At AlixPartners, we also utilized this approach to create personalized micro-segments for a major equipment provider’s customer base. We then used GenAI to create and test a variety of subject lines and messages for each segment, training our AI model and iterating with the most effective options. As a result, our client drove click-through rates that were 40-50% higher than alternatives and achieved a 40% revenue lift for the final marketing campaign compared to non-AI control campaigns.
Risks and challenges to consider
There are risks and challenges associated with the nascent use of AI that need clear governance, particularly in gaming and sports betting. These include:
- Tech challenges: Operators and providers often rely on legacy systems and engines that are not AI-ready and need refactoring for AI integration. We expect this to continue driving significant spend and investment in tech stack modernization.

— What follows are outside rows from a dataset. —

PR #1652, opened 2020-11-25
bpftrace: Correct ntop tests for BE and add more tests

sumanthkorikkar:
- Ideally ntop should take the arguments in network byte order. However,
ntop function is normally used in tcp_connect or so, which already
provides the address in network byte order. Hence just adjust the
testcase.

Thanks

##### Checklist


sumanthkorikkar:
I tested the ntop in both little endian and big endian and could correctly examine the ipv4 and ipv6 addresses in the right order. So no functional change needed in ntop builtin.

mmisono:
Do BE architecture users use IP address 0.0.0.1, 1.0.0.127, 255.255.0.0, 0.0.255.255?

sumanthkorikkar:
> Do BE architecture users use IP address 0.0.0.1, 1.0.0.127, 255.255.0.0, 0.0.255.255? I mean, do they write IP address reverse order?

Ok. Changed. :)

mmisono (approved):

- Ethical challenges: Gaming operators must comply with strict responsible gaming practices to prevent the risk of abuse from AI technology. Risks here include fair-play manipulation and loss of control of these powerful AI tools.
- Legal, privacy, and compliance challenges: The amount of sensitive player data operators can collect and manage via AI are subject to potential data breaches and loss, which would come with severe financial and reputational consequences. Additionally, the potential misuse of AI solutions can expose operators to licensing compliance, ESG, and privacy risks.
Looking ahead to the next level
Creating and testing new game concepts and betting opportunities is the most advanced but least proven level of AI application for the industry. With time, operators and providers that effectively implement AI here will expedite the game ideation and design process, enable faster prototyping and demoing, and accelerate decision-making around which games to greenlight. They can also use AI to validate which games and attributes resonate most with players by building synthetic player personas to test and garner feedback.
Already, we are seeing sports betting companies leverage GenAI and real-time data to create new content in the form of more engaging betting markets and increased “in-play” betting options. For example, when live sports came to a halt during the pandemic, sports technology company Sportradar used GenAI to design simulated-reality betting products. These drew on previous statistical outputs to simulate matches reflecting historical team form and normal match play.
As we discuss in our playbook, it’s crucial to start with a clear AI strategy, and then work out which AI use cases are most relevant for your business from a value-creation perspective. The savviest amongst providers and operators will see a pay-off as large as any Vegas jackpot.